**INSTRUCTIONS FOR THE TASK:**
Go through the material under this sentence. Return every line holding "even".

**GIVEN RECORDS:**
☆ ☆ ☆ ☆

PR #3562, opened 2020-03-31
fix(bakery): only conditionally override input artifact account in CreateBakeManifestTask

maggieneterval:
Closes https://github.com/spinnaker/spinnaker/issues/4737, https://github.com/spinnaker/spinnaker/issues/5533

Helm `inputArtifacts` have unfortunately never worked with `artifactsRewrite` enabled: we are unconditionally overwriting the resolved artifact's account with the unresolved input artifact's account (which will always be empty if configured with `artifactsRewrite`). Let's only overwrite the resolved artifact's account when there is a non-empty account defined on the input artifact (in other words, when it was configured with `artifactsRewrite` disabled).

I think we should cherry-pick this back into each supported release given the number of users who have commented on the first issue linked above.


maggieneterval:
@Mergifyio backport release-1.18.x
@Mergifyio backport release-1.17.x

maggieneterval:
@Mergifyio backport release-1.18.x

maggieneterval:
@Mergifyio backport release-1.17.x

☆ ☆ ☆ ☆

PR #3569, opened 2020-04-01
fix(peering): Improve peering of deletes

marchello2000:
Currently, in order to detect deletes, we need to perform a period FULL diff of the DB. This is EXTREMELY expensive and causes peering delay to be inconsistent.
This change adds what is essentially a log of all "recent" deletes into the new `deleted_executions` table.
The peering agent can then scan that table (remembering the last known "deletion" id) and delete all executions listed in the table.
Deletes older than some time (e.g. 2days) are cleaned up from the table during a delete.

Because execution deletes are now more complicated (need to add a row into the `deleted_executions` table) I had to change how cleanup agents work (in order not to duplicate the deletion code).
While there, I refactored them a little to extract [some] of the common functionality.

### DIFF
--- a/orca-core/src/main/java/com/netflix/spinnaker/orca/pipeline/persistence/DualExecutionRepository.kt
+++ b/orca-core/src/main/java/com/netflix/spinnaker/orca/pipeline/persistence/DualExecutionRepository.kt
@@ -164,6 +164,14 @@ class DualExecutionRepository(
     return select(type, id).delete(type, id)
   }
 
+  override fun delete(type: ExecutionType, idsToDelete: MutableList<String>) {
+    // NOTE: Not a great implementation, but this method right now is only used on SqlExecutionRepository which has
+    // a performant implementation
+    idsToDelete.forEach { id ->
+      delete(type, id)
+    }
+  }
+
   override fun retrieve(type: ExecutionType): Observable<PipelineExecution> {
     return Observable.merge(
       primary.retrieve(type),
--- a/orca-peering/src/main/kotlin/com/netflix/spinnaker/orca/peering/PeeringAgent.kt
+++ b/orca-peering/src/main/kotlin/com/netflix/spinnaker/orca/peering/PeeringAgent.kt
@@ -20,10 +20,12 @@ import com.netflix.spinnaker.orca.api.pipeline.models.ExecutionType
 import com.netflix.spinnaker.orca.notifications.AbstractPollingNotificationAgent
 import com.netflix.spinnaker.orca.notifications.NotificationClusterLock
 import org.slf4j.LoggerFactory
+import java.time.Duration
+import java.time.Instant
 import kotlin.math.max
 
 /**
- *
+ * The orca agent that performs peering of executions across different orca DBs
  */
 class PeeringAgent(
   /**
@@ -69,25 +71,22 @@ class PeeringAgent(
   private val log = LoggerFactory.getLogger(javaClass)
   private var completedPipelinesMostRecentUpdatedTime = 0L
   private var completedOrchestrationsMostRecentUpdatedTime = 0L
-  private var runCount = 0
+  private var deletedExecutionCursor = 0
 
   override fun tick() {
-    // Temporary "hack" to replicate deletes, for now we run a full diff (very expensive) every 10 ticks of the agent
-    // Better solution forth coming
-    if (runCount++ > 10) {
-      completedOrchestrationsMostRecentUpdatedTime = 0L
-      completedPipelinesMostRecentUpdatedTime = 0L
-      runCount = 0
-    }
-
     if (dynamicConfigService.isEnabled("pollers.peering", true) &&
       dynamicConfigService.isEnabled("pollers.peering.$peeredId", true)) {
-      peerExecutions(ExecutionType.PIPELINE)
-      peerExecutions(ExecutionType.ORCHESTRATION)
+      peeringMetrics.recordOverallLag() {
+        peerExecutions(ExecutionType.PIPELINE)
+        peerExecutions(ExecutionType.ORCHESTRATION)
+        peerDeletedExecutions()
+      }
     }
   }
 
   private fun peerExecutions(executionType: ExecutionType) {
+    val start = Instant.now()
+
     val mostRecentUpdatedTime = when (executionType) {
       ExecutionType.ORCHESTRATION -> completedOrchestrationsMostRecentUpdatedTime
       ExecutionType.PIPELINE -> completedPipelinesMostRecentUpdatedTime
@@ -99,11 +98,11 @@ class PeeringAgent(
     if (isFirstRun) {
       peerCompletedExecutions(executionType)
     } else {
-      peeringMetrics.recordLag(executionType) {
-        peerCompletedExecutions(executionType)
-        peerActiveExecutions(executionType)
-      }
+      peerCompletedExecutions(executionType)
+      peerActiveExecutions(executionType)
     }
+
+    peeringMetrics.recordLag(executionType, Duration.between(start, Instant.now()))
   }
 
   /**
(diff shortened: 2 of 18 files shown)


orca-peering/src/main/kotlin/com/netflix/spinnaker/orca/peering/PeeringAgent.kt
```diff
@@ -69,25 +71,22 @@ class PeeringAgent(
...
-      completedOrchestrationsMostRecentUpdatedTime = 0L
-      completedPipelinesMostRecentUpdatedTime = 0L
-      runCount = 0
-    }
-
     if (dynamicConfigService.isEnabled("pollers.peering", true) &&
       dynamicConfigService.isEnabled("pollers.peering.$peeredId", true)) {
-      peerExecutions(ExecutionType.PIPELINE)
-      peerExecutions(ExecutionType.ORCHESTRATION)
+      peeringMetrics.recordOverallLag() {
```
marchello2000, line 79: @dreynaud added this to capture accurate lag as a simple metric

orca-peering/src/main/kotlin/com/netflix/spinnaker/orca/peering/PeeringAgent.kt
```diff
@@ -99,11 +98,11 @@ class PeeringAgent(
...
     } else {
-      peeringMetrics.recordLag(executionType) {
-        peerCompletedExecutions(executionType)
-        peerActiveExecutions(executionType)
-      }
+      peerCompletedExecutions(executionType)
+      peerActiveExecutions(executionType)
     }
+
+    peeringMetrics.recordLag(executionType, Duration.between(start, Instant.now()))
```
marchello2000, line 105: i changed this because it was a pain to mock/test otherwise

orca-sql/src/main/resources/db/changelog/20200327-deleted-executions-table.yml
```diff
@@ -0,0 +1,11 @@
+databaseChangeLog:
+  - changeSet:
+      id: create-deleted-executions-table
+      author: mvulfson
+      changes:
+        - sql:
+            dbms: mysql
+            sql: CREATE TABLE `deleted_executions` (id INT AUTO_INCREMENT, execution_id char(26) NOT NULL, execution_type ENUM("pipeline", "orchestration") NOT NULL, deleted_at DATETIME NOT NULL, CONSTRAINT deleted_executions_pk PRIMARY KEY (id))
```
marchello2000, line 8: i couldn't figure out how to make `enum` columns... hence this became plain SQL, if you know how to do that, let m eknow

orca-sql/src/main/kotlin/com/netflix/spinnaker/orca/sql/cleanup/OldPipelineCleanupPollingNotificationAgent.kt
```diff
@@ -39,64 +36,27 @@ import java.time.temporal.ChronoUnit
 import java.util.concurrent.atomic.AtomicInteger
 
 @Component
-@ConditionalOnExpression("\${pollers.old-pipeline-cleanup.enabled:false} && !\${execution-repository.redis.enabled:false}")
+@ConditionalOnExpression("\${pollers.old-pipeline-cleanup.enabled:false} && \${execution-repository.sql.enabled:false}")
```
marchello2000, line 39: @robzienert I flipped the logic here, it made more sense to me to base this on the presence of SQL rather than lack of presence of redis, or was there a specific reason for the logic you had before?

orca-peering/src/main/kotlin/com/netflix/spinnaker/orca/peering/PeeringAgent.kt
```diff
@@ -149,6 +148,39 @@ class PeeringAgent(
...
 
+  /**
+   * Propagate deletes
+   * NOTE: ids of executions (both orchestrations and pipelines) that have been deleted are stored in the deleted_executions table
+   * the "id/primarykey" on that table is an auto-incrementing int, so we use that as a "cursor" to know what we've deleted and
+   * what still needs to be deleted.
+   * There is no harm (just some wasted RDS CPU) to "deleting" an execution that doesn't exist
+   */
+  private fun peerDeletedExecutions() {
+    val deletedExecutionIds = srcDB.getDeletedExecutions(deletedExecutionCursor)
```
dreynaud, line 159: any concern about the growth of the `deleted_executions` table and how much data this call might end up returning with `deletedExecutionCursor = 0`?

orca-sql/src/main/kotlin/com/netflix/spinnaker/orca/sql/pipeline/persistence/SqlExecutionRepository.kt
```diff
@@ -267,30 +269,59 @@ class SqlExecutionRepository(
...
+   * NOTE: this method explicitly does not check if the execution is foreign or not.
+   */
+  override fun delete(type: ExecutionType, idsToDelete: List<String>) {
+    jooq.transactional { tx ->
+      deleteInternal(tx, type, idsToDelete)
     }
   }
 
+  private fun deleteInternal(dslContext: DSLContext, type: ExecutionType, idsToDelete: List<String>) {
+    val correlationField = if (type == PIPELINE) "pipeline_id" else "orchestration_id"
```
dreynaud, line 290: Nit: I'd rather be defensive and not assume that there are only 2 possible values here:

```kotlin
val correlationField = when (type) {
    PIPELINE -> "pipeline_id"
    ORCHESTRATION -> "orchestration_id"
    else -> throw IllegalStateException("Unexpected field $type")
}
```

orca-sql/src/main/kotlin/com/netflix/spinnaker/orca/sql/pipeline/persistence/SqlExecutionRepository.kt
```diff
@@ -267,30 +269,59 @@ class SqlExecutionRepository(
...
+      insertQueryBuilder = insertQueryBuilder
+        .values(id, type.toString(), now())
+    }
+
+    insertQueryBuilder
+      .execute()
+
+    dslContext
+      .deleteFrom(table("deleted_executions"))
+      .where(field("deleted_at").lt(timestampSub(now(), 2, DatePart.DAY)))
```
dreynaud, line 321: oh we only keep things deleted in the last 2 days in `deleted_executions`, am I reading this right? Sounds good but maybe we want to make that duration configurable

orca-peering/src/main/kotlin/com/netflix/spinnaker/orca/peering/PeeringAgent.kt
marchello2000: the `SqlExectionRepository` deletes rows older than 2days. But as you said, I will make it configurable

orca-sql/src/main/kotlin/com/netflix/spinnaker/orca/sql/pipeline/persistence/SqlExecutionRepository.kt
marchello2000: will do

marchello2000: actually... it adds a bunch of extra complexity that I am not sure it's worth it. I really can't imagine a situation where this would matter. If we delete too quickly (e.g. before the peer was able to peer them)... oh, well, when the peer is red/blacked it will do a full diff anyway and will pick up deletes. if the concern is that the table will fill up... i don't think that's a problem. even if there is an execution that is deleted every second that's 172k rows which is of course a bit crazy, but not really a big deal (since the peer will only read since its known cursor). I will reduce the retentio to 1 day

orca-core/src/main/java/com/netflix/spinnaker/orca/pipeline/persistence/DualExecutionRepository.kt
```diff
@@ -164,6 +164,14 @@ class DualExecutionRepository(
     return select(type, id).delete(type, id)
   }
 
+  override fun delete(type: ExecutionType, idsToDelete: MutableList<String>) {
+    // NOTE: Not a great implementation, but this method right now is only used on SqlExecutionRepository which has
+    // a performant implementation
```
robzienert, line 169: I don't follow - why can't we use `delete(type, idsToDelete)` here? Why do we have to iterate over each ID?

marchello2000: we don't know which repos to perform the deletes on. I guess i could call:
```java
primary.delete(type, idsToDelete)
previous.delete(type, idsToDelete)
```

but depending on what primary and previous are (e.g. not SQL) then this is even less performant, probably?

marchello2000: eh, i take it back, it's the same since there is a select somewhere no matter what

☆ ☆ ☆ ☆

**TASK SOLUTION:**
marchello2000: actually... it adds a bunch of extra complexity that I am not sure it's worth it. I really can't imagine a situation where this would matter. If we delete too quickly (e.g. before the peer was able to peer them)... oh, well, when the peer is red/blacked it will do a full diff anyway and will pick up deletes. if the concern is that the table will fill up... i don't think that's a problem. even if there is an execution that is deleted every second that's 172k rows which is of course a bit crazy, but not really a big deal (since the peer will only read since its known cursor). I will reduce the retentio to 1 day
but depending on what primary and previous are (e.g. not SQL) then this is even less performant, probably?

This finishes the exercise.